Reproduce the records below word for word.
START TASK MATERIAL
PR #298, opened 2021-04-28
add lag to vaccine schedule

RaphaelS1:
* Adds params `lag_groups` and `lag_days` to control which age groups to add a lag of `lag_days` to for the start of the doses returned by vaccine_schedule

### DIFF
--- a/NEWS.md
+++ b/NEWS.md
@@ -1,3 +1,7 @@
+# sircovid 0.10.49
+
+* Add `lag_groups` and `lag_days` parameters to `vaccine_schedule_future` to manually add lags for give age groups to the vaccine schedule
+
 # sircovid 0.10.47
 
 * New function `sircovid::inflate_state_strains` for adding empty strain compartments to a model state that was run without multiple strains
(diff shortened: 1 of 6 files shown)


NEWS.md
```diff
@@ -1,3 +1,7 @@
+# sircovid 0.10.49
+
+* Add `lag_groups` and `lag_days` parameters to `vaccine_schedule_future` to manually add lags for give age groups to the vaccine schedule
```
annecori, line 3: "given" not "give"

R/vaccination.R
```diff
@@ -409,7 +419,34 @@ vaccine_schedule_future <- function(start,
...
+
+    ## we could do this in apply but loop is more readable
+    for (i in lag_groups) {
+      ## original schedule for group i
+      old_schedule_group_i <- schedule$doses[i, , ]
+      nr <- nrow(old_schedule_group_i)
+      nc <- ncol(old_schedule_group_i)
+
+      ## get start of dose schedule for the group
+      start <- which(old_schedule_group_i[1, ] > 0)[1]
```
annecori, line 437: maybe need a catch for this in case this doesn't exist - e.g. people <50 are not eligible so you won't have any value >0 for them

annecori (changes requested):
looks good, only suggested a change to make sure we catch the case where no vaccine doses are given to an age group

annecori (approved):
END TASK MATERIAL
**ANSWER AREA**:
PR #298, opened 2021-04-28
add lag to vaccine schedule

RaphaelS1:
* Adds params `lag_groups` and `lag_days` to control which age groups to add a lag of `lag_days` to for the start of the doses returned by vaccine_schedule

### DIFF
--- a/NEWS.md
+++ b/NEWS.md
@@ -1,3 +1,7 @@
+# sircovid 0.10.49
+
+* Add `lag_groups` and `lag_days` parameters to `vaccine_schedule_future` to manually add lags for give age groups to the vaccine schedule
+
 # sircovid 0.10.47
 
 * New function `sircovid::inflate_state_strains` for adding empty strain compartments to a model state that was run without multiple strains
(diff shortened: 1 of 6 files shown)


NEWS.md
```diff
@@ -1,3 +1,7 @@
+# sircovid 0.10.49
+
+* Add `lag_groups` and `lag_days` parameters to `vaccine_schedule_future` to manually add lags for give age groups to the vaccine schedule
```
annecori, line 3: "given" not "give"

R/vaccination.R
```diff
@@ -409,7 +419,34 @@ vaccine_schedule_future <- function(start,
...
+
+    ## we could do this in apply but loop is more readable
+    for (i in lag_groups) {
+      ## original schedule for group i
+      old_schedule_group_i <- schedule$doses[i, , ]
+      nr <- nrow(old_schedule_group_i)
+      nc <- ncol(old_schedule_group_i)
+
+      ## get start of dose schedule for the group
+      start <- which(old_schedule_group_i[1, ] > 0)[1]
```
annecori, line 437: maybe need a catch for this in case this doesn't exist - e.g. people <50 are not eligible so you won't have any value >0 for them

annecori (changes requested):
looks good, only suggested a change to make sure we catch the case where no vaccine doses are given to an age group

annecori (approved):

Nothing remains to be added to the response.